What is being asked
An exact reproduction of the data below is the required answer.

Source data
────────

PR #244, opened 2016-07-12
Switch to ForwardDiff for AD

### LINKED ISSUE #228: Use ForwardDiff instead of DualNumbers for AD
ForwardDiff should have better performance and also support computing Hessians. I recently upgraded NLsolve to use the new ForwardDiff (https://github.com/EconForge/NLsolve.jl/pull/54) so I don't mind doing it myself here but with JuliaCon + vacation afterwards it might take a bit.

────────

Task response
PR #244, opened 2016-07-12
Switch to ForwardDiff for AD

### LINKED ISSUE #228: Use ForwardDiff instead of DualNumbers for AD
ForwardDiff should have better performance and also support computing Hessians. I recently upgraded NLsolve to use the new ForwardDiff (https://github.com/EconForge/NLsolve.jl/pull/54) so I don't mind doing it myself here but with JuliaCon + vacation afterwards it might take a bit.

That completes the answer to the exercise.